Theology so easy a caveman could do it: Why Christian camps are evil.

I know, I know, you’ve probably been to at least one camp in your life. You probably look back and think of all the fun you had. You probably remember feeling “closer to God.” You probably established acquaintanceships there that developed into blossoming semi-frequent instant messenger exchanges. Maybe you even made a sweet action, performance-grade violin from twigs and rubber bands which you played for hours each day until “the cat” mysteriously broke it into small pieces and left it on the curb for the trash man. However, whatever your recollection may be, Christian camps are evil. Here are just a few of the reasons that you should never send your children to Christian camps.

First, camp evangelists preach their sermons at an “age-appropriate” level. You read that correctly. They don’t exposit the difference between infralapsarianism and supralapsarianism. They don’t give cogent arguments definitively proclaiming who the author of Hebrews was. Most of them will never even read an entire chapter of Revelation directly from the Greek in their anecdotal introductions to their sermons. No, all these evangelists do is drone on about how the children need to be saved and how they should dedicate their lives to God. Sure, the gospel is important, but is it important enough to make your kids spend an entire week of their summer devoted to it? Do you really want to spend your hard-earned money sending your kids to hear this stuff?

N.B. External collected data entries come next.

PR #861, opened 2022-10-07
[hud] Add Failure Classification to HUD

zengk95:
Earlier, we had this but Michael removed it because it was too slow. Today, we add it back since the team wants to start classifying errors.  This PR basically just reverts some of the changes that Michael did, but we don't revert the query speed up. Instead of querying for errors on Rockset, we just check dynamoDB itself once the page has loaded and then fetch all the errors, which still preserves the speedup but makes the failure classifications a little slower but they'll get updated later on. 

Test Plan/User Scenario:
1. User goes to MiniHUD
2. User diagnoses error and selects a classification
3. Once all the errors have been classified, the X will turn a different shade. It will also turn that row into a different color (on refresh)
4. On the HUD page, if all the errors in a grouped cell is turned into a salmon shade to indicate that the failure has been triaged
5. You can also query the failures under job_annotation. This can be some future works for a page dedicated to classifying failures or for creating metrics.

https://user-images.githubusercontent.com/34172846/194901288-62a0d09c-fe54-4eab-9abc-adf1436bfc53.mov

### DIFF
--- a/torchci/components/JobAnnotationToggle.tsx
+++ b/torchci/components/JobAnnotationToggle.tsx
@@ -1,0 +1,80 @@
+import React from "react";
+import { JobData } from "../lib/types";
+import { ToggleButtonGroup, ToggleButton } from "@mui/material";
+
+type JobAnnotation =
+  | "infra_flake"
+  | "time_out"
+  | "SEV"
+  | "broken_trunk"
+  | "test_flake"
+  | "null";
+
+const testFailureRe = /^(?:FAIL|ERROR) \[.*\]: (test_.* \(.*Test.*\))/;
+
+export default function JobAnnotationToggle({ job }: { job: JobData }) {
+  const [state, setState] = React.useState<JobAnnotation>(
+    (job.failureAnnotation ?? "null") as JobAnnotation
+  );
+
+  async function handleChange(
+    _: React.MouseEvent<HTMLElement>,
+    newState: JobAnnotation
+  ) {
+    setState(newState);
+    await fetch(`/api/job_annotation/${job.repo}/${job.id}/${newState}`, {
+      method: "POST",
+    });
+  }
+
+  // Don't show this button if we know this is a test failure, since we do not
+  // consider test failures to be infra failures.
+  const match = job.failureLine != null && job.failureLine.match(testFailureRe);
+  if (match !== null) {
+    return null;
+  }
+
+  return (
+    <>
+      Classify failure:{" "}
+      <ToggleButtonGroup value={state} exclusive onChange={handleChange}>
+        <ToggleButton
+          value="null"
+          style={{ height: "12pt", textTransform: "none" }}
+        >
+          None
+        </ToggleButton>
+        <ToggleButton
+          value="infra_flake"
+          style={{ height: "12pt", textTransform: "none" }}
+        >
+          infra flake
+        </ToggleButton>
+        <ToggleButton
+          value="test_flake"
+          style={{ height: "12pt", textTransform: "none" }}
+        >
+          test flake
+        </ToggleButton>
+        <ToggleButton
+          value="timeout"
+          style={{ height: "12pt", textTransform: "none" }}
+        >
+          timeout
+        </ToggleButton>
+        <ToggleButton
+          value="SEV"
+          style={{ height: "12pt", textTransform: "none" }}
+        >
+          SEV related
+        </ToggleButton>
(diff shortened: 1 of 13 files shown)


torchci/components/JobAnnotationToggle.tsx
```diff
@@ -0,0 +1,80 @@
...
+    setState(newState);
+    await fetch(`/api/job_annotation/${job.repo}/${job.id}/${newState}`, {
+      method: "POST",
+    });
+  }
+
+  // Don't show this button if we know this is a test failure, since we do not
+  // consider test failures to be infra failures.
+  const match = job.failureLine != null && job.failureLine.match(testFailureRe);
+  if (match !== null) {
```
ZainRizvi, line 33: Let's remove this bit. Reasons:

1. This results in failures getting skipped even when an infra issue causes the logs to not identify a failure line
2. Better to explicitly call out a test that fails consistently in trunk than to not categorize the failure at all

torchci/components/JobAnnotationToggle.tsx
```diff
@@ -0,0 +1,80 @@
...
+import { JobData } from "../lib/types";
+import { ToggleButtonGroup, ToggleButton } from "@mui/material";
+
+type JobAnnotation =
+  | "infra_flake"
+  | "time_out"
+  | "SEV"
+  | "broken_trunk"
+  | "test_flake"
+  | "null";
```
ZainRizvi, line 11: Seems like this could be an enum? Then the ToggleButtonGroup below could be turned into a for-each loop so that when we add a new category here it'll automatically generate the html for it

ZainRizvi, line 11: For the categories, can we use:
- Broken Trunk
- Test Flakines
- Infra Broken
- Infra Flakiness
- Network Flakiness
- Github/Circle CI Outage
- Other

torchci/pages/minihud/[repoOwner]/[repoName]/[branch]/[[...page]].tsx
```diff
@@ -117,6 +118,9 @@ function FailedJob({ job }: { job: JobData }) {
         <label htmlFor="setfilterbox">Set filter | </label>
         <JobLinks job={job} />
       </div>
+      <div>
+        <JobAnnotationToggle job={job} />
+      </div>
```
Comment (ZainRizvi) [inline torchci/pages/minihud/[repoOwner]/[repoName]/[branch]/[[...page]].tsx:123]: Could you also stick this in the [[commit]] page?

ZainRizvi (changes requested):

torchci/components/JobAnnotationToggle.tsx
```diff
@@ -0,0 +1,80 @@
...
+  const [state, setState] = React.useState<JobAnnotation>(
+    (job.failureAnnotation ?? "null") as JobAnnotation
+  );
+
+  async function handleChange(
+    _: React.MouseEvent<HTMLElement>,
+    newState: JobAnnotation
+  ) {
+    setState(newState);
+    await fetch(`/api/job_annotation/${job.repo}/${job.id}/${newState}`, {
```
ZainRizvi, line 25: In the other PR, it seems like you're supposed to use the `api/job_annotation/[repoOwner]/[repoName]/annotations/[jobIds].ts` api to update this?

torchci/components/JobAnnotationToggle.tsx
```diff
@@ -0,0 +1,80 @@
...
+export default function JobAnnotationToggle({ job }: { job: JobData }) {
+  const [state, setState] = React.useState<JobAnnotation>(
+    (job.failureAnnotation ?? "null") as JobAnnotation
+  );
+
+  async function handleChange(
+    _: React.MouseEvent<HTMLElement>,
+    newState: JobAnnotation
+  ) {
+    setState(newState);
```
ZainRizvi, line 24: We should prob use a json object as the newState instead of a string, so that we can add extra annotations in the future (such as a freeform text area)

ZainRizvi (changes requested):

torchci/components/JobAnnotationToggle.tsx
zengk95: The actual saving gets done on the backend so you can just add a new state here or something for the free form text or changing it to a JSON. I think I'll skip this since any changes to this would require some UI work and other things anyways to make it support free form text.

ZainRizvi (approved):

Second, camps promote unity. Once I was at a camp where the counselor wouldn’t let me kick some punk named Colton out of the room because his feet smelled bad and he snored. If kids don’t learn to separate from other inferior Christians at a young age, when will they learn? I suppose you want them to be unprepared to kick out a church member who thinks it may be ok for Christians to dance or drink moderate amounts of alcohol. The next thing you’ll probably say is that you wouldn’t even schedule an intervention if you caught someone raising their hands in worship. Like parents like children.

Finally, camps encourage kids to have spiritual conversations with their parents. This is probably the point at which camps are their most dangerous. When kids get back from camp they want talk with their parents about all the cool things God has been been doing in and through them at camp. Suddenly, parents become the primary disciplers of their children instead of the ordained discipler that is the Youth Pastor. Parents, do you have a 4 year degree in youth ministry? I. Didn’t. Think. So. Your church’s youth pastor probably spent a whole hour thinking about what God would have your kid to do for their life. Don’t steal that from him with some lame argument about how you’ve been “praying for your child’s spiritual growth since before they were born.” Keep your kids at home where your pastors can keep an eye on them.

I hope you now see the folly in the idea of Christian camps. But hey, if you don’t, just leave a comment below so I know who to separate from pray for.



4 thoughts on “Theology so easy a caveman could do it: Why Christian camps are evil.

  1. Camp for us is next week. One of my favorite things for nearly 50 years.

  2. Wait, what is this doing in the satire section?

  3. Not what I was expecting. Great stuff. Down with camp! Sincerely, a former (and probably future) camp counselor and current youth pastor.